Image; Argus Leader

I consider myself lucky to have met Martin a few years ago as a regular at the Touch of Europe. Unlike most intellectuals, Martin has a fantastic sense of humor, and loves to talk politics and baseball. Especially politics. I have had several engaging conversations with him over the years, and he has reinforced my populist views on several occasions. He told me about the work he was doing on heart disease over a year ago, and I am glad to see he is finally getting the press he deserves for his hard work. Martin’s philosophy on heart disease is simple;

Why treat the disease when we can prevent it?

Well, it is simple really, there is a lot more money to be made treating the disease. Why do you think our hospitals spend millions on building heart care facilities and pennies on research? One wonders.

By l3wis

5 thoughts on “Professor Gerdes is a brilliant man. He’s pretty funny to.”
  1. First… your editor should have reminded you the difference between “to” and “too”.

    Second, hospitals have historically been treatment facilities. Yes some have expanded into research, but that is still not their primary reason for existence, thus it stands to reason why they would focus upon patient care and treatments rather than prevention.

    Universities and independently funded researchers however are working towards research each and every day. The problem is, finding funding for such endeavors is never easy because donors want results, and results don’t happen overnight.

    For some reason people feel better donating their name to a hospital if they can get a building or new wing named after them instead of a research team who might be able to cure a disease in 10 or 15 years.

    This is why the government continues to be one of the primary benefactors supporting medical research, but since they are broke obviously they can’t fund everything. For the most part such research relies upon private funding from very wealthy donors. The Howards Hughes Medical Institute is one such donor, but from what I understand – ironically it is the last thing Howard Hughes himself would have wanted.

    So essentially it just takes a few Billionaires donating their fortunes to cure some diseases, and with the Buffet-Gates partnership trying to ensure this happens… we just might see some great things over the next several decades.

  2. I don’t think you give human beings enough credit for being human. There comes a point where wealth is the only measuring stick – so yes to some degree some people just want to make more and more, but for most of those guys it is more about prestige and power than it is about money.

    Trust me, the guy (or gal) who finds a way to cure cancer will be one of the most revered and respected human beings of our century. Books will be written about them, schools and streets and hospitals will be named after them, and people will worship the ground they walk on. If someone had any shot to actually cure cancer, how much money they would make off of it would be the least of their concerns.

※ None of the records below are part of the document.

PR #501, opened 2016-03-08
musepack: add x86{,_64} to libcuefile, libreplaygain and musepack_tools.

fbrosson:
Also use $portVersion instead of the current version (r475) in SOURCE_URI and SOURCE_DIR.


fbrosson:
Shall I remove the "r" prefix in the version (r475) of these 3 recipes?

pulkomandy:
Does it create a problem with version comparison?

fbrosson:
No, I guess not.
There seems to be very few dependencies on these 3 ports, and none of them are versioned deps.
And if I'm not mistaken, haikuporter does not support versioned deps that contain non-digts. So getting rid of the "r" prefix will make it possible to add **`>=`** style deps in case such a versioned dependency (on one of these musepack components) becomes necessary someday.

pulkomandy:
I wrote these recipes for use in VLC 0.8.6i, so that probably is the only thing that needs to be adjusted (unless there were more added since then?).
Ok then, it should be fixed to make package versionning work.

fbrosson:
**`lib:libmpcdec`** (provided by musepack_tools) is required by:
* media-video/vlc/vlc-0.8.6i.recipe
* media-video/vlc/vlc-2.2.1.recipe
* media-sound/cmus/cmus-2.7.1.recipe

It also appears in **`media-video/mplayer/mplayer-1.1.1.recipe`** but it is currently commented out.

**`lib:libcuefile`** and **`lib:libreplaygain`** are only needed by musepack_tools.
There are currently no other recipes depending on any of the 3 recipes of this PR, so I think we can proceed with the changes.
Regarding the versioned lib provides, the current so versions are in sync with the PROVIDES, we have:
* **`0.0.0 compat = 0`** for lib:libcuefile (which perfecly matches libcuefile.so.0.0.0)
* **`1.0.0 compat = 1`** for lib:libreplaygain (which also perfecly matches libreplaygain.so.1.0.0)

Moreover, none of the REQUIRES are versioned, so this means we won't even need to bump any revision (since we aren't chaging the contents of the packages but only their declared versions.)

korli:
Provides for lib:libmpcdec should declare a version though. 6.1.0 compat >= 6 if I'm not mistaken. 

Please make sure you also rename patches files, or fix their names in recipes.

fbrosson:
> Provides for lib:libmpcdec should declare a version though. 6.1.0 compat >= 6 if I'm not mistaken. 

Upstream does not provide any versioning for libmpcdec. We only get libmpcdec.so. (Should we add something???)

> Please make sure you also rename patches files, or fix their names in recipes.

I've already renamed the patch files (dropping the "r") and reference them with
```Shell
PATCHES="musepack_tools-$portVersion.patchset"
```
for **`media-sound/musepack_tools/musepack_tools-475.recipe`** and with
```Shell
PATCHES="libcuefile-$portVersion.patchset"
```
for **`media-libs/libcuefile/libcuefile-475.recipe`** so I think everything is already OK in the current commit.
I can, however, rebase it against master if it makes merging easier.

korli:
Ok for patchsets.

For libmpcdec versioning, I refer to https://www.archlinux.org/packages/extra/i686/libmpcdec/ (click on View the file list for libmpcdec). But other distributions have versioning too.

korli:
OK it seems we use CMake, whereas distributions use autotools, which happen to produce versioned artefacts. Let's drop this item for when upstream has cleared the way.

fbrosson:
OK

PR #502, opened 2016-03-10
openssl: bump version (1.0.2g & 1.0.1s)

fbrosson:
* bump 1.0.2 series to 1.0.2g with **`enable-ssl2`** to prevent API breakage.

* bump 1.0.1 series to 1.0.1s with **`enable-ssl2`** to prevent API breakage.

* Fix the patchset for the 1.0.1 series:
 1. by using a copy of patch «**`Do not use __INTEL__ to detect x86_64`**»
from the 1.0.2 series for **`crypto/evp/e_aes_cbc_hmac_sha1.c`**.
 2. by using a copy of the 2nd chunk of patch «**`more __intel__ fixes...`**»
from the 1.0.2 series for **`crypto/evp/e_rc4_hmac_md5.c`**.

### DIFF
--- a/dev-libs/openssl/openssl-1.0.1s.recipe
+++ b/dev-libs/openssl/openssl-1.0.1s.recipe
@@ -15,9 +15,9 @@ HOMEPAGE="https://www.openssl.org/"
 COPYRIGHT="1995-1998 Eric Young
 	1998-2016 The OpenSSL Project."
 LICENSE="OpenSSL"
-REVISION="2"
+REVISION="1"
 SOURCE_URI="https://www.openssl.org/source/openssl-$portVersion.tar.gz"
-CHECKSUM_SHA256="932b4ee4def2b434f85435d9e3e19ca8ba99ce9a065a61524b429a9d5e9b2e9c"
+CHECKSUM_SHA256="e7e81d82f3cd538ab0cdba494006d44aab9dd96b7f6233ce9971fb7c7916d511"
 PATCHES="openssl-$portVersion.patchset"
 
 ARCHITECTURES="x86_gcc2 x86 x86_64 ?arm ?ppc"
@@ -73,7 +73,7 @@ BUILD()
 	PERL="/bin/env perl" \
 	./config --prefix=$prefix --libdir=$relativeLibDir \
 		--openssldir=$dataRootDir/ssl \
-		zlib shared
+		enable-ssl2 zlib shared
 	make
 		# multi-job builds don't work correctly
 }
--- a/dev-libs/openssl/openssl-1.0.2g.recipe
+++ b/dev-libs/openssl/openssl-1.0.2g.recipe
@@ -17,7 +17,7 @@ COPYRIGHT="1995-1998 Eric Young
 LICENSE="OpenSSL"
 REVISION="1"
 SOURCE_URI="https://www.openssl.org/source/openssl-$portVersion.tar.gz"
-CHECKSUM_SHA256="784bd8d355ed01ce98b812f873f8b2313da61df7c7b5677fcf2e57b0863a3346"
+CHECKSUM_SHA256="b784b1b3907ce39abf4098702dade6365522a253ad1552e267a9a0e89594aa33"
 PATCHES="openssl-$portVersion.patchset"
 
 ARCHITECTURES="x86_gcc2 x86 x86_64 ?arm ?ppc"
@@ -73,7 +73,7 @@ BUILD()
 	PERL="/bin/env perl" \
 	./config --prefix=$prefix --libdir=$relativeLibDir \
 		--openssldir=$dataRootDir/ssl \
-		zlib shared
+		enable-ssl2 zlib shared
 	make
 		# multi-job builds don't work correctly
 }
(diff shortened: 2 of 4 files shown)


korli:
Could you split the PR? 
There seems to be a possible ABI breakage in 1.0.2g, which needs a thorough check. To anyone please wait before merging, the output of "nm -g" for the lib in 1.0.2f and 1.0.2g should be checked.

fbrosson:
Yes, of course. But I'm not sure how you would like the split to be made.
Do you mean "keep this PR for 1.0.1s only" and "create a separate PR for 1.0.2g" ?

fbrosson:
I've made an initial split in case that could be usefull. I'll create a separate PR if this is what you were asking.
BTW, I also found another **`__INTEL__`** fix that had also been un-noticed in 1.0.1h (released in June, 2014) I've just updated the patchtset for 1.0.1s to fix that.

Reminder: **WORK IN PROGRESS** (I'll compare the output of **`nm -g`** for the libs of 1.0.2g vs 1.0.2f as suggested by @korli )

fbrosson:
Using **`nm -g`** piped through a **`cut -c10-`** for each of the libs in 1.0.2f and 1.0.2g I can say that:
* libcrypto from 1.0.2g has _all_ external symbols 1.0.2f has, **_plus_** the following:
```
T SRP_user_pwd_free
T SRP_VBASE_get1_by_user
```
* libssl from 1.0.2g has _all_ external symbols 1.0.2f has, **_except_** the following:
```
U EVP_CIPHER_CTX_block_size
U EVP_CIPHER_CTX_key_length
U sk_delete
T ssl2_accept
T ssl2_callback_ctrl
D ssl2_ciphers
T ssl2_clear
T ssl2_connect
T ssl2_ctrl
T ssl2_ctx_callback_ctrl
T ssl2_ctx_ctrl
T ssl2_default_timeout
T ssl2_do_write
T ssl2_enc
T ssl2_enc_init
T ssl2_free
T ssl2_generate_key_material
T ssl2_get_cipher
T ssl2_get_cipher_by_char
T ssl2_mac
T ssl2_new
T ssl2_num_ciphers
T ssl2_part_read
T ssl2_peek
T ssl2_pending
T ssl2_put_cipher_by_char
T ssl2_read
T ssl2_return_error
T ssl2_set_certificate
T ssl2_shutdown
R ssl2_version_str
T ssl2_write
T ssl2_write_error
T SSLv2_client_method
T SSLv2_method
T SSLv2_server_method
```
This is not surprising since 1.0.2g (as well as 1.0.1h) have completely disabled SSLv2 as stated in https://openssl.org/news/secadv/20160301.txt.
I guess we'll need to bump the revisions of **all** recipes that use openssl, and that we should probably bimp both 1.0.1 and 1.0.2.
Let me know if I should squash the 2 commits or if you would like to have a separate PR for one of them. Thanks!

korli:
For 1.0.2g we need to enable sslv2 at configure time (add "enable-ssl2").

fbrosson:
OK. I'll do this for 1.0.2g. Shall I do the same for 1.0.1s ?
(I'll check the output of **`nm -g`** for 1.0.1s vs 1.0.1r but I'm pretty sure the set of missing symbols will be the same as for 1.0.2g vs 1.0.2f.)
BTW, may I squash the commits?

pulkomandy:
Do we really want to keep SSLv2 however? The protocol is now known to be broken and enable some attacks just by being enabled.
Should we do this starting with 1.1.0 only and leave it in 1.0.2 and hope we can drop 1.0.2 fast enough? (they plan to release it next month according to https://www.openssl.org/policies/releasestrat.html)

korli:
@pulkomandy we don't really need another API breakage, moreover Gentoo, Redhat have keep SSLv2 enabled. It's well described in the release notes: 

> Even if "enable-ssl2" is used,
users who want to negotiate SSLv2 via the version-flexible SSLv23_method() will
need to explicitly call either of:

>    SSL_CTX_clear_options(ctx, SSL_OP_NO_SSLv2);
>    or
>    SSL_clear_options(ssl, SSL_OP_NO_SSLv2);

> as appropriate.  Even if either of those is used, or the application explicitly
uses the version-specific SSLv2_method() or its client or server variants,
SSLv2 ciphers vulnerable to exhaustive search key recovery have been removed.
Specifically, the SSLv2 40-bit EXPORT ciphers, and SSLv2 56-bit DES are no
longer available.

pulkomandy:
Ok, let's delay this to the 1.1.0 release then. Thanks for clarification.

fbrosson:
I think everything is in order.
BTW, I've also added the **`enable-ssl2`** for **`1.0.1s`** because it was also needed to avoid ABI breakage.

fbrosson:
Oops, there was a typo in the commit message. It's fixed now. (I replaced ABI by API).

fbrosson:
Wait! I lost some headers in the patchset for 1.0.2g. Will fix it right now.

fbrosson:
Done. Everything is OK now.

korli:
"enable-ssl2" is misplaced, it should be on the same line as zlib.

fbrosson:
Fixed.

    Jonas Salk didn’t care about wealth when he developed his polio vaccine, and I don’t think that type of person is as rare in the heath sciences as some might suggest. We often get this image of those big bad drug companies pushing their modern drugs to treat whatever ails us, and there is a lot to fault them for, but behind the scenes several of those companies continue to research vaccines for diseases that would never really be profitable for them in the long run because there is a lot more profit to be made with a pill someone has to take for decades rather than a shot they get once in a lifetime. Sometimes you need to sell the sizzle and not the steak.

  3. Trust me. While Mr. Gerdes has done well for himself, you hit the nail on the head, it is about the discovery, not the wealth. I think he would be just as happy sleeping in my loft eating rice cakes and ramen noodles as he is now.